Conventionally, for heat treatment cooling of small-diameter, thin-walled pipes, the so-called external cooling method, in which a cooling liquid is sprayed from the outside surface, or the method of immersion cooling in a water tank have been adopted industrially. There are disadvantages such as large and frequent bending, which increases the amount of work in the subsequent finishing process and causes high costs.

In addition to being able to extremely prevent bending including end bending, the in-pipe flow cooling method of the present invention dramatically improves the degree of filling of the cooling liquid at the tube end inlet. The basic feature is that quenching defects at the edges can be completely prevented.

As described above, the present invention is primarily intended to provide an effective and economical method and industrial means for preventing bending and deformation of small-diameter tubes during the cooling process. In the following detailed description of the present invention, heat treatment cooling of steel pipes and immersion type inner and outer surface cooling methods will be used as examples to compare and contrast.

The features of this immersion-type internal surface cooling device are that the inner and outer surfaces of the steel pipe are cooled at the same time, and consideration is given to preventing bending and poor roundness. If not, the structure will be as shown in FIGS. 1 and 2. That is, the heated steel pipe 1 is transferred into the water tank 3 by the carry-in conveyor 2. The cooling water level in the water tank is at position a (the position where the steel pipe is completely immersed), the high-temperature steel pipe transported to the water tank 3 is submerged in water, and the nuclide is rotated by the turning roll 4 installed in the sow tank. Pinch roll 5
be restrained at. At the same time, high-pressure water is ejected from the inner nozzle 6 in the axial direction of the steel pipe to cool the inner surface of the steel pipe. Also,
Low-pressure water is ejected from the outer surface nozzle 7 to stir and cool the outer surface of the steel pipe.

After the required cooling time according to the wall thickness of the steel pipe, the rotation of the turning rolls 4 is stopped, the pinch rolls 5 are opened, and the steel pipe is carried out of the tank by the carry-out conveyor 8 to complete the quenching.

The immersion type internal and external cooling method uses the following methods to cool from the internal and external surfaces.
Even in extremely thick steel pipes, an extremely stable hardened martensitic l-i weave can be obtained without adding large amounts of special alloy components to improve hardenability, so it is advantageous in terms of cost. be.

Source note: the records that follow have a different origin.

PR #1174, opened 2017-01-08
Ensure assertion message is a string - Fixes #1125

### LINKED ISSUE #1125: Check assertion message is a string
(See https://github.com/avajs/ava/issues/1125#issuecomment-264707430, @novemberborn)

---

`node@6.8, ava@0.17.0`

When I run test, sometimes I get this error:

```bash
TypeError: test.error.message.split is not a function
    at /Users/creeper/work/projects/ysprite/node_modules/ava/lib/reporters/mini.js:181:43
    at Array.forEach (native)
    at MiniReporter.finish (/Users/creeper/work/projects/ysprite/node_modules/ava/lib/reporters/mini.js:173:20)
    at Logger.finish (/Users/creeper/work/projects/ysprite/node_modules/ava/lib/logger.js:49:27)
    at /Users/creeper/work/projects/ysprite/node_modules/ava/lib/cli.js:161:12
From previous event:
    at Object.exports.run (/Users/creeper/work/projects/ysprite/node_modules/ava/lib/cli.js:160:5)
    at Object.<anonymous> (/Users/creeper/work/projects/ysprite/node_modules/ava/cli.js:23:24)
    at Module._compile (module.js:570:32)
    at Object.Module._extensions..js (module.js:579:10)
    at Module.load (module.js:487:32)
    at tryModuleLoad (module.js:446:12)
    at Function.Module._load (module.js:438:3)
    at Module.runMain (module.js:604:10)
    at bootstrap_node.js:509:3
```

And I found this maybe caused by:

```js
test('message', t => {
  return aPromise.then(() => {
    // error occured 
  })
})
```

leewaygroups:
This PR is intended to [fix #1125 ](https://github.com/avajs/ava/issues/1125). 

1.  The approach taken is to ensure/force assertion message to string.
2. This is handled in a single helper function `stringMsg` and
3. `stringMsg` is invoked only in assertion methods it is needed (in my opinion)

**Note: If msg is an object and non Error instance, the msg object is stringified using JSON.stringify.**

All comments/reviews are welcome.

Cheers!!

### DIFF
--- a/lib/assert.js
+++ b/lib/assert.js
@@ -35,7 +35,7 @@ function stringMsg(msg) {
 }
 
 x.pass = msg => {
-	test(true, create(true, true, 'pass', msg, x.pass));
+	test(true, create(true, true, 'pass', stringMsg(msg), x.pass));
 };
 
 x.fail = msg => {
--- a/lib/assert.js
+++ b/lib/assert.js
@@ -18,6 +18,7 @@ function create(val, expected, operator, msg, fn) {
 	if (msg !== undefined && typeof msg !== 'string') {
 		throw new TypeError('Assertion message must be a string');
 	}
+
 	return {
 		actual: val,
 		expected,
--- a/lib/assert.js
+++ b/lib/assert.js
@@ -15,13 +15,16 @@ const noop = () => {};
 Object.defineProperty(x, 'AssertionError', {value: assert.AssertionError});
 
 function create(val, expected, operator, msg, fn) {
-	return {
-		actual: val,
-		expected,
-		message: msg,
-		operator,
-		stackStartFunction: fn
-	};
+	if (msg === undefined || typeof msg === 'string'){
+		return {
+			actual: val,
+			expected,
+			message: msg,
+			operator,
+			stackStartFunction: fn
+		};
+	}
+	throw new TypeError('assertion message must be a string');
 }
 
 function test(ok, opts) {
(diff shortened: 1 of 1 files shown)


lib/assert.js
```diff
@@ -30,45 +30,49 @@ function test(ok, opts) {
 	}
 }
 
+function stringMsg(msg) {
+	return msg instanceof Error ? msg.message : typeof msg === "string" ? msg : msg ? JSON.stringify(msg) : null;
+}
+
 x.pass = msg => {
-	test(true, create(true, true, 'pass', msg, x.pass));
+	test(true, create(true, true, 'pass', stringMsg(msg), x.pass));
```
sindresorhus: Instead of wrapping every `msg`, you can just add the validation to the `create` function.

lib/assert.js
```diff
@@ -30,45 +30,49 @@ function test(ok, opts) {
 	}
 }
 
+function stringMsg(msg) {
+	return msg instanceof Error ? msg.message : typeof msg === "string" ? msg : msg ? JSON.stringify(msg) : null;
```
sindresorhus: It should fail if `msg` is anything other than a string, not gracefully handle it.

leewaygroups: Following your comment, I can think of two possible ways to go about this.
Throw an exception when msg is anything other than

1.  A string or 
2. A string or Error object (since for errro type,  the message propoerty value can be used).

lib/assert.js
leewaygroups: @sindresorhus : Great catch! I wonder why I didn't see that.

lib/assert.js
sindresorhus: 1. Message should always be a string

lib/assert.js
```diff
@@ -15,13 +15,16 @@ const noop = () => {};
...
+	if (msg === undefined || typeof msg === 'string') {
+		return {
+			actual: val,
+			expected,
+			message: msg,
+			operator,
+			stackStartFunction: fn
+		};
+	}
+	throw new TypeError('assertion message must be a string');
```
sindresorhus: Would be better to invert the check and put the throw in the if-statement. Also: `assertion` => `Assertion`

leewaygroups: I can check if msg exists and not string then throw an error in within the if-statement:

`
if(msg && typeof msg !== 'string'){
  throw error 
}
` 

But that logic is flawed because 0 will slip through uncaught. Also, inverting the logic as suggested seem flawed as well since an OR condition is short-circuited once first test is truthy.

I'll look more closely.

Cheers!

sindresorhus: I simply meant:

```js
if (msg !== undefined && typeof msg !== 'string') {
	throw ...
}

return ...
```

sindresorhus:
This looks good now, but needs a test.

leewaygroups:
@novemberborn Yeah, some delays from me there. Sorry about that. I'll check-in the test in shortly.

novemberborn:
Hi @leewaygroups, just checking in 😄

sindresorhus:
Closing for lack of activity.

On the other hand, according to the experimental results conducted by the present inventors regarding the deformation of steel pipes due to cooling, (1) Roundness, or flattening deformation, tends to increase as the steel pipe size becomes smaller (outer diameter/wall thickness → smaller). This is mostly due to non-uniform cooling of the outer surface.

In addition, non-uniform exfoliation of scale during the cooling process is also a cause of non-uniform cooling of the outer surface.

(2) The bending deformation tends to increase as the steel pipe size becomes smaller (smaller diameter, thinner wall), and, like poor roundness, it is mainly caused by non-uniform cooling of the outer surface.

This has been confirmed.

In order to achieve uniform external cooling in (1) and (2) above,
Many industrial methods and means have been proposed in the past and have made considerable progress. -1 However, even now, the problem of bending (particularly end-face bending) deformation of small-diameter steel pipes remains an important technical problem from a practical standpoint.

Particularly difficult to prevent bending and deformation is a small diameter steel pipe with an outer diameter of 80 mm or less. The present invention primarily aims to provide an industrial method and means for preventing bending deformation during the cooling process of this small diameter size.

Thin wall thicknesses of 80 mm or less, where bending is particularly likely to occur, can be sufficiently hardened with single-sided cooling, except for special upcent pipes. Furthermore, some ampsent tubes whose end wall thickness has been increased have a wall thickness that exceeds the limit of single-sided cooling, but this can be handled by adding auxiliary means to be described later.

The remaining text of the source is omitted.